[Stored data]
■ ■ ■ ■ ■
PR #1364, opened 2023-09-17
Use delegate-attr to simplify code

upsuper:
## Changes

This PR replaces the use of `delegate` crate with `delegate-attr` crate to simplify the code while keeping the same functionality.

### DIFF
--- a/Cargo.lock
+++ b/Cargo.lock
@@ -491,14 +491,14 @@ dependencies = [
 ]
 
 [[package]]
-name = "delegate"
-version = "0.8.0"
+name = "delegate-attr"
+version = "0.3.0"
 source = "registry+https://github.com/rust-lang/crates.io-index"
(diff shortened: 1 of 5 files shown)


fzyzcjy (approved):
Thanks, LGTM!

Btw, curious whether this syntax works well or not in IDEs (e.g. CLion / VSCode) - will they show error that the empty body `{}` has no return values?

upsuper:
> Good job! I will wait for CI before merging (excluding those known to fail). Btw, I am curious whether this syntax works well or not in IDEs (e.g. CLion / VSCode) - will they show error that the empty body `{}` has no return values?

That's a good question. I'm using RustRover, and it doesn't seem to be a problem there at least. See the screenshot below:
Screenshot from 2023-09-17 19-10-09

I'm not very familiar with VSCode, so I have to say I'm not sure. My guess would be that if they can expand proc macro, they should be fine.

fzyzcjy:
@all-contributors please add @upsuper for code

PR #1388, opened 2023-10-09
Refactor `Vec<Option<_>>`

Desdaemon:
## Changes

(Internal) Refactors `Vec<Option<_>>` to work better with inner types, particularly delegates and primitives.

## Checklist

- [x] CI is passing.

## Remark for PR creator


fzyzcjy:
Looks great! Feel free to ping me after the PR is ready for review

Desdaemon:
@fzyzcjy All tests are passing except for some timed-outs, should be good for review now

frb_codegen/src/ir/ty_boxed.rs
```diff
@@ -72,7 +72,7 @@ impl IrTypeTrait for IrTypeBoxed {
 
     fn rust_wire_is_pointer(&self, target: Target) -> bool {
         !target.is_wasm()
-            || !self.inner.is_js_value() && !self.inner.is_array() && !self.inner.is_primitive()
+            || (!self.inner.is_js_value() && !self.inner.is_array() && !self.inner.is_primitive())
```
Desdaemon, line 75: This might be a mistake

frb_example/pure_dart/rust/c_output_path_extra/c_output.h
```diff
@@ -109,6 +109,33 @@ typedef struct wire_ExoticOptionals {
   struct wire_NewTypeInt *newtypeint;
 } wire_ExoticOptionals;
 
+typedef struct wire_list_opt_box_autoadd_i32 {
+  int32_t **ptr;
```
Desdaemon, line 113: Opportunity for optimization. When sizeof(T) is smaller than a pointer, it might make sense to remove the extra layer of indirection and track null indexes in another way (either a separate list/bitmask or niche optimization), but might not be straightforward as far as performance wins are concerned.

fzyzcjy: Looks reasonable! One way may be creating a separate issue, and gather feedback about how many people needs this performance optimization (i.e. they have bottleneck at this place), and the implement it after many people want it and it does improve speed measurably.

frb_dart/lib/src/helpers.dart
```diff
@@ -166,3 +166,12 @@ List<UuidValue> wire2apiUuids(Uint8List raw) {
...
 }
+
+List<T?> mapNonNull<T, I>(List<I?> items, T Function(I) mapper) {
+  final out = List<T?>.filled(items.length, null);
+  for (var i = 0; i < items.length; ++i) {
+    final item = items[i];
+    if (item != null) out[i] = mapper(item);
+  }
+  return out;
+}
```
fzyzcjy, line 177: Alternatively, we may write `items.map((item) => item == null ? null : mapper(item)).toList()`. I am not sure whether that one will be less performant though (i.e. can Dart compiler optimize it).

frb_codegen/src/ir/ty_optional_list.rs
```diff
@@ -0,0 +1,46 @@
+use crate::ir::*;
+use crate::target::Target;
+
+crate::ir! {
+    #[no_serde]
+    pub struct IrTypeOptionalList {
```
fzyzcjy, line 6: nit: it would be great to mention briefly why we implement this Vec-Option, instead of using the already existing Vec.

frb_codegen/src/generator/rust/ty_optional_list.rs
```diff
@@ -0,0 +1,52 @@
...
+        collector: &mut super::ExternFuncCollector,
+        block_index: crate::utils::misc::BlockIndex,
+    ) -> Acc<Option<String>> {
+        Acc {
+            io: Some(collector.generate(
+                &format!("new_{}_{}", self.ir.safe_ident(), block_index),
+                [("len: i32", "int")],
+                Some(&format!("*mut {}", self.ir.rust_wire_type(Target::Io))),
+                &format!(
+                    "let wrap = {} {{ ptr: support::new_leak_vec_ptr(core::ptr::null_mut(), len), len }};
```
fzyzcjy, line 40: nit: It seems that we are having some similarities with e.g. general_list. As usual, it it possible we somehow extract the common parts to reduce code duplication? (especially the "dangerous" part - unsafe leak ptr etc)

fzyzcjy (commented):
Well done! Only nits and I am ready to merge

frb_codegen/src/ir/ty_optional_list.rs
Desdaemon: Good call, I'll add some notes in the docs somewhere.

frb_dart/lib/src/helpers.dart
Desdaemon: This might require benchmarking to verify, but map() is known to be slow in transpiled JS (for-loops get JIT'd better) and AOT (indirect calls may not be inlined). Since this is reused many times, I don't mind being a bit more thorough with it.

frb_codegen/src/generator/rust/ty_optional_list.rs
Desdaemon: I considered reusing generate_list_allocate_func, but I found it is not very appropriate for what OptionalList is trying to do and would require adjusting the function anyways.

fzyzcjy (approved):

fzyzcjy:
(Will merge after CI is green!)

PR #1420, opened 2023-11-20
Fix `rustfmt::skip`

rogurotus:
Can't add `#[rustfmt::skip]` for `bridge_generated`
```
error[E0659]: `io` is ambiguous
    --> frb_example/pure_dart/rust/src/bridge_generated.rs:4149:9
     |
4149 | pub use io::*;
     |         ^^ ambiguous name
```


fzyzcjy:
Good job!

PR #1491, opened 2023-12-25
Fix grammar in advantages.svg

adsouza:
The correct noun form for powerful is actually just power, which is the root. Similarly, the noun form of simple is simplicity.

## Changes

There's no PR for this because it's merely a minor edit to the text of an image.

### DIFF
--- a/website/misc/advantages.svg
+++ b/website/misc/advantages.svg
@@ -7,7 +7,7 @@
    viewBox="0 0 100 60.999999"
    version="1.1"
    id="svg5"
-   inkscape:version="1.3.2 (091e20e, 2023-11-25)"
+   inkscape:version="1.2.1 (9c6d41e4, 2022-07-14)"
    sodipodi:docname="advantages.svg"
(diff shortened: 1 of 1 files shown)


fzyzcjy:
Thank you for the change! Totally agree it should be simplicity, not simpleness.

As for powerfulness, I am not very sure: `power` (https://dictionary.cambridge.org/dictionary/english/power) seems to commonly refer to "ability to control people and events" or "the amount of political control a person or group has in a country", while I definitely do not want to control anyone! So I choose the less-common powerfulness.

adsouza:
I don't want to argue over this but I'll leave you with one suggestion: take a look at the results of https://www.google.com/search?q=%22expressive+power%22 & see if that changes your mind at all.

fzyzcjy:
Thank you! I know power has that meaning (at least dict says so) :) I am just worried if I use "power" without things like "expressive"... Anyway I will also consult my friend focusing on this area as well.

fzyzcjy:
@all-contributors please add @adsouza for doc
■ ■ ■ ■ ■
* **WHAT TO DO**
The expected output is every line of the records in which the string "rustfmt" appears.

* **REPLY TO THE EXERCISE**
Fix `rustfmt::skip`
Can't add `#[rustfmt::skip]` for `bridge_generated`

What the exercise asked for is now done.